◆ **WHAT IS BEING ASKED**
Whenever a line in the data below includes the string "sadym", copy it out.

◆ **INFORMATION**

PR #430, opened 2023-05-20
Replace `null` with `nil` in CDDL spec

christian-bromann:
As far as I can see the CDDL specification doesn't has a native type `null` but there is `nil`. This patch removes occurrences of `null` and replaces it with `nil`.

***
<a href="https://pr-preview.s3.amazonaws.com/w3c/webdriver-bidi/pull/430.html" title="Last updated on May 20, 2023, 10:28 PM UTC (027f192)">Preview</a> | <a href="https://pr-preview.s3.amazonaws.com/w3c/webdriver-bidi/430/cc806ae...027f192.html" title="Last updated on May 20, 2023, 10:28 PM UTC (027f192)">Diff</a>

### DIFF
--- a/index.bs
+++ b/index.bs
@@ -318,7 +318,7 @@ CommandResponse = {
 }
 
 ErrorResponse = {
-  id: js-uint / null,
+  id: js-uint / nil,
   error: ErrorCode,
   message: text,
   ?stacktrace: text,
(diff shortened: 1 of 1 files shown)


christian-bromann:
Nevermind, it has an alias:

```
                  nil = #7.22
                  null = nil
```

ref https://tools.ietf.org/html/draft-ietf-cbor-cddl-08#appendix-D

Issue #383, opened 2023-03-15
"browsingContext.captureScreenshot" should support different image formats


whimboo:
As of now we only support PNG. It would be great if at least JPG would be supported as well. With that addition a `quality` parameter might be helpful as well.

OrKoN:
Puppeteer also needs/supports webp.

thiagowfx:
Reference: https://chromedevtools.github.io/devtools-protocol/tot/Page/#method-captureScreenshot

whimboo:
@jrandolf would you mind adding some wpt tests for this new feature?

PR #436, opened 2023-05-31
`browsingContext.captureScreenshot`: support different image formats

thiagowfx:
Reference: https://chromedevtools.github.io/devtools-protocol/tot/Page/#method-captureScreenshot

Fixes: #383

***
<a href="https://pr-preview.s3.amazonaws.com/w3c/webdriver-bidi/pull/436.html" title="Last updated on May 31, 2023, 7:37 PM UTC (a0b49a3)">Preview</a> | <a href="https://pr-preview.s3.amazonaws.com/w3c/webdriver-bidi/436/628c065...a0b49a3.html" title="Last updated on May 31, 2023, 7:37 PM UTC (a0b49a3)">Diff</a>

### DIFF
--- a/index.bs
+++ b/index.bs
@@ -2137,7 +2137,9 @@ Base64-encoded string.
       }
 
       browsingContext.CaptureScreenshotParameters = {
-        context: browsingContext.BrowsingContext
+        context: browsingContext.BrowsingContext,
+        ? format: "jpeg" / "png" / "webp",
+        ? quality: (js-uint .le 100),
       }
       </pre>
    </dd>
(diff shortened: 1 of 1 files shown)


jgraham:
This doesn't work as written because https://w3c.github.io/webdriver/#dfn-encoding-a-canvas-as-base64 hardcodes `image/png` as the type. You need to update that, and also pass in the parameter as an actual MIME type. Arguably the API should just take a full MIME type rather than just using a subtype. Then we wouldn't have to hardcode in the supported formats. Also there should be an early error (either "unsupported operation" or a new one like "unsupported image format") if the requested format isn't supported by the browser (I assume we want that rather than the "fall back to PNG behaviour?).

As a practical matter, do we know what the current support matrix for different formats looks like?

whimboo:
IMHO it would be better for clients to only have to take care / handle the `unsupported operation` error. The message or `data` field could contain more information what's exactly wrong.

thiagowfx:
Closing, and moving comments to https://github.com/w3c/webdriver-bidi/issues/383.

Issue #368, opened 2023-02-22
Use CDDL default value and ranges instead of pros


whimboo:
To better allow automatic validity checks for passed parameter types and values, it would be great to have all the default values and ranges defined in the CDDL sections. A good example of it you can find in the current [PR for `browsingContext.print`](https://github.com/w3c/webdriver-bidi/pull/363):

```
        ?orientation: ("portrait" / "landscape") .default "portrait",
        ?shrinkToFit: bool .default true,
```

@sadym-chromium, @foolip do you have any objections for doing that? Also CC'ing @christian-bromann given that he has interest in automated code generation as well.

jgraham:
I looked at the CDDL spec again and it suggests that `.default` implies a `.ne` condition, so you actually aren't allowed to explicitly provide the default value. If that's true we probably can't use it (I will check how the rust library behaves).

foolip:
If there's a way to specify a default that reduces the amount of prose then that sounds great! If the default value can't be given directly, I guess we'd need "default" dummy and that wouldn't reduce the amount of prose.

whimboo:
@christian-bromann did you already have the time to check the usage of defaults?

christian-bromann:
> did you already have the time to check the usage of defaults?

I started updating the project since I last touched it but have been busy with my SeConf engagements. I will be able to take a look after next week.

christian-bromann:
Update: I improved the [CDDL parser](https://github.com/christian-bromann/cddl) after pulling the latest spec and there are only 2 parsing issues left which I don't know if they are related to my parser or just invalid CDDL.

I also started work on transforming the CDDL interfaces into TypeScript interfaces so that JS clients can consume them.

whimboo:
This is great to hear! Could you tell us which are these 2 remaining issues that are left? We are happy to help in determining if it is related to the CDDL definition or not.

thiagowfx:
jgraham@, via https://github.com/w3c/webdriver-bidi/pull/438:

> So there's two high level questions here:
> * The general one about whether we can use `.default` at all. I hope we can because it makes things easier, but the RFC is [pretty explicit](https://datatracker.ietf.org/doc/html/rfc8610#section-3.8.6) that `.default` implies a `.ne` for the value, i.e. it's forbidden to send the default value explicitly. That's almost never what we want. But the implementations I've tried don't seem to enforce that rule.
[...]

PR #438, opened 2023-05-31
CDDL: use .default wherever possible instead of prose

thiagowfx:
Bug: #368

***
<a href="https://pr-preview.s3.amazonaws.com/w3c/webdriver-bidi/pull/438.html" title="Last updated on May 31, 2023, 10:38 PM UTC (b2441e8)">Preview</a> | <a href="https://pr-preview.s3.amazonaws.com/w3c/webdriver-bidi/438/628c065...b2441e8.html" title="Last updated on May 31, 2023, 10:38 PM UTC (b2441e8)">Diff</a>

### DIFF
--- a/index.bs
+++ b/index.bs
@@ -1979,7 +1979,7 @@ To <dfn>get the browsing context info</dfn> given |context|,
 
 <div algorithm>
 To <dfn>await a navigation</dfn> given |context|, |request|, |wait condition|, and optionally
-|history handling| (default: "<code>default</code>") and |ignore cache| (default: false):
+|history handling| (default: "<code>default</code>") and |ignore cache|:
 
 1. Let |navigation id| be the string representation of a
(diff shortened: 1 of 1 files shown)


jgraham:
So there's two high level questions here:
* The general one about whether we can use `.default` at all. I hope we can because it makes things easier, but the RFC is [pretty explicit](https://datatracker.ietf.org/doc/html/rfc8610#section-3.8.6) that `.default` implies a `.ne` for the value, i.e. it's forbidden to send the default value explicitly. That's almost never what we want. But the implementations I've tried don't seem to enforce that rule.
* The use of a default value that's a different type to the specified values e.g. `foo: js-uint .default null`. That seems pretty suspect to me and in particular seems like it might naturally turn into code which erroneously allows `null` to be passed as an explicit value.

thiagowfx:
Anyway, closing for now. Comments will be added to https://github.com/w3c/webdriver-bidi/issues/368.

Issue #171, opened 2022-01-31
Specify focusing another (top-level) browsing context


whimboo:
It should be possible to switch between different top-level browsing contexts. Not sure if setting the focus for individual child browsing contexts would be needed.

thiagowfx:
This would be great to enhance `browsingContext.captureScreenshot`.

Currently, the chromium mapper implementation needs to focus the context in order to take the screenshot (otherwise it blocks / hangs). We're currently doing so with our custom implementation (via CDP). If there were an official BiDi way to do it, then we could just use it instead.

OrKoN:
Completed in https://github.com/w3c/webdriver-bidi/pull/453

PR #440, opened 2023-06-02
context capture screenshot: add optional focus top-level context step

thiagowfx:
CDP's Page.captureScreenshot command[1] is blocked until the active context gets focus.

[1]: https://chromedevtools.github.io/devtools-protocol/tot/Page/#method-captureScreenshot

Follow-up-of: https://github.com/w3c/webdriver-bidi/pull/183
Spec: https://w3c.github.io/webdriver-bidi/#command-browsingContext-captureScreenshot

***
<a href="https://pr-preview.s3.amazonaws.com/w3c/webdriver-bidi/pull/440.html" title="Last updated on Jun 14, 2023, 4:03 PM UTC (063de20)">Preview</a> | <a href="https://pr-preview.s3.amazonaws.com/w3c/webdriver-bidi/440/5d3ee40...063de20.html" title="Last updated on Jun 14, 2023, 4:03 PM UTC (063de20)">Diff</a>

### DIFF
--- a/index.bs
+++ b/index.bs
@@ -2175,6 +2175,9 @@ The [=remote end steps=] with <var ignore>session</var> and |command parameters|
    Issue: This ought to be integrated into the update rendering algorithm
    in some more explicit way.
 
+ 1. An implementation may invoke the [=/focusing steps=] for the
+    [=top-level browsing context=] of |context|.
+
  1. Let |root rect| be |document|’s [=document element=]'s [=rectangle=].
 
  1. Let |canvas| be the result of [=trying=] to [=draw a bounding box from the


thiagowfx:
This PR was created as per @sadym-chromium's suggestion given our [chromium mapper implementation](https://github.com/GoogleChromeLabs/chromium-bidi/blob/097d011241a387e353c95af826fd089370136a77/src/bidiMapper/domains/context/browsingContextImpl.ts#L580).

sadym-chromium (approved):

whimboo:
I'm not that happy about that change given that it might cause side-effects users aren't aware of. For example web pages in background tabs will in most cases get throttled and as such will behave differently as when they are in foreground. 

So I can see especially issues when the focus is not set back to the originally focused tab. I think that this PR needs a discussion.

thiagowfx:
The alternative is to focus on whatever was focused previously, but we do not yet have the ability to determine that, correct? Maybe https://github.com/w3c/webdriver-bidi/issues/171 can help with that.

whimboo:
If some implementation specific steps have to be taken then such code could also revert the focus after the screenshot has been done. That's nothing the client has to be aware of. But again this is causing side-effects that you should be aware of.

jgraham:
Arguably if Chrome can only take screenshots when the context has focus, it should return `unsupported operation` if the context doesn't have focus (this is explicitly allowed by the current spec), and we should have a `browsingContext.focus()` command that clients can call so that we're not unexpectedly changing focus in some browsers but not others.

thiagowfx:
Related: https://github.com/puppeteer/puppeteer/issues/2254

thiagowfx:
Once https://github.com/w3c/webdriver-bidi/pull/453 is landed, do you think it would be feasible to **change** the WPT tests for capture screenshot to first call `browsingContext.bringToFront` before taking a screenshot?

If the answer is no: Then what if we **added** more tests instead? We could keep the current ones + add extra ones that perform the focus before taking screenshot.

whimboo:
I think it would be fine to have screenshot tests that test foreground and background. Maybe the background tests only test the basic features then and all the available variants are done in a foreground tab.

thiagowfx:
We will instead leverage https://github.com/w3c/webdriver-bidi/pull/453 to explicitly focus. Otherwise the implementation will throw an error.

WPT tests should be updated accordingly once the command is added to the spec (as whimboo@ seems to agree above).

thiagowfx:
> I think it would be fine to have screenshot tests that test foreground and background.

For completeness: https://bugs.chromium.org/p/chromium/issues/detail?id=32667 to support background screenshots

thiagowfx:
This issue was closed because of: (i) https://github.com/web-platform-tests/wpt/pull/40965 and (ii) WG consensus that this is probably not a good idea.

From @jgraham via IRC:

>  "optional" anything is bad, and that given changing focus has clear observable side effects, it's not an exception to that.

◆ **REPLY**
@sadym-chromium, @foolip do you have any objections for doing that? Also CC'ing @christian-bromann given that he has interest in automated code generation as well.
This PR was created as per @sadym-chromium's suggestion given our [chromium mapper implementation](https://github.com/GoogleChromeLabs/chromium-bidi/blob/097d011241a387e353c95af826fd089370136a77/src/bidiMapper/domains/context/browsingContextImpl.ts#L580).
sadym-chromium (approved):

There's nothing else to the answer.